Salih Ahmed M, Galazzo Ilaria Boscolo, Gkontra Polyxeni, Rauseo Elisa, Lee Aaron Mark, Lekadir Karim, Radeva Petia, Petersen Steffen E, Menegaz Gloria
William Harvey Research Institute, NIHR Barts Biomedical Research Centre, Queen Mary University of London, Charterhouse Square, London, EC1M 6BQ UK.
Department of Population Health Sciences, University of Leicester, University Rd, Leicester, LE1 7RH UK.
Artif Intell Rev. 2024;57(9):240. doi: 10.1007/s10462-024-10852-w. Epub 2024 Aug 9.
Explainable artificial intelligence (XAI) elucidates the decision-making process of complex AI models and is important in building trust in model predictions. XAI explanations themselves require evaluation as to accuracy and reasonableness and in the context of use of the underlying AI model. This review details the evaluation of XAI in cardiac AI applications and has found that, of the studies examined, 37% evaluated XAI quality using literature results, 11% used clinicians as domain-experts, 11% used proxies or statistical analysis, with the remaining 43% not assessing the XAI used at all.
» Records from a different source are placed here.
PR #623, opened 2023-03-16
(1362) Don't ask for matching info when rejecting applications

pezholio:
In the last PR #622, I noticed that we were still asking for matching info when rejecting applications. This didn't seem like something we'd want to do, so I've updated the `getSections` method to filter this section out when an application has been rejected. There was also a weird bug that was causing the tasklist to render incorrectly when the user does not receive information back from a PP in a timely manner, so I've fixed that too.

This builds on #622, so is in draft until that is merged.

### DIFF
--- a/cypress_shared/helpers/assess.ts
+++ b/cypress_shared/helpers/assess.ts
@@ -223,12 +223,12 @@ export default class AseessHelper {
     tasklistPage.shouldShowTaskStatus('required-actions', 'Completed')
   }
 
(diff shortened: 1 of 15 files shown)


pezholio:
[Don't ask for matching info when rejecting applications](https://trello.com/c/WGWvLv45/1362-dont-ask-for-matching-info-when-rejecting-applications)

richpjames (approved):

We aim to inspire additional studies within healthcare, urging researchers not only to apply XAI methods but to systematically assess the resulting explanations, as a step towards developing trustworthy and safe models.
The online version contains supplementary material available at 10.1007/s10462-024-10852-w.
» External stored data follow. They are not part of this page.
PR #1235, opened 2023-11-15
(APS 16) View all applications

pezholio:
This adds the controllers, views, services etc to allow viewing all applications as a paginated list. I've included sorting for now, but we'll be able to filter by CRN / Name and status soon too.

## Screenshot

All applications -- lists all applications with pagination

### DIFF
--- a/integration_tests/mockApis/applications.ts
+++ b/integration_tests/mockApis/applications.ts
@@ -1,9 +1,11 @@
 import { SuperAgentRequest } from 'superagent'
 
 import type {
+  ApplicationSortField,
   ApprovedPremisesApplication,
   ApprovedPremisesApplicationSummary,
   ApprovedPremisesAssessment,
+  SortDirection,
   TimelineEvent,
 } from '@approved-premises/api'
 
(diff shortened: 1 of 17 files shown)


server/utils/applications/utils.ts
```diff
@@ -41,22 +41,32 @@ import ReasonForPlacement, {
...
+    createNameAnchorElement(application.person, application.id),
+    textValue(application.person.crn),
+    htmlValue(getTierOrBlank(application.risks?.tier?.value?.level)),
+    textValue(getArrivalDateorNA(application.arrivalDate)),
+    textValue(DateFormats.isoDateToUIDate(application.createdAt, { format: 'short' })),
+    htmlValue(getStatus(application)),
+  ])
 }
 
+const getTierOrBlank = (tier: string | null) => (tier == null ? '' : tierBadge(tier))
```
richpjames, line 90: would it be safer to check if tier is any falsy value?

integration_tests/mockApis/applications.ts
```diff
@@ -23,6 +23,49 @@ export default {
...
+    page = '1',
+  }: {
+    applications: Array<ApprovedPremisesApplicationSummary>
+    page: string
+  }): SuperAgentRequest => {
+    const queryParameters = {
+      page: {
+        equalTo: page,
+      },
+    } as Record<string, unknown>
```
richpjames, line 49: Is this casting neccessary?

richpjames (approved):
LGTM. A couple of minor comments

可解释人工智能(XAI)阐明了复杂人工智能模型的决策过程,对于建立对模型预测的信任很重要。XAI解释本身需要在基础人工智能模型的使用背景下,就准确性和合理性进行评估。本综述详细介绍了在心脏人工智能应用中对XAI的评估,发现在所审查的研究中,37%使用文献结果评估XAI质量,11%将临床医生作为领域专家,11%使用代理或统计分析,其余43%根本没有评估所使用的XAI。我们旨在激发医疗保健领域的更多研究,敦促研究人员不仅要应用XAI方法,还要系统地评估所得到的解释,作为朝着开发可靠和安全模型迈出的一步。
在线版本包含可在10.1007/s10462-024-10852-w获取的补充材料。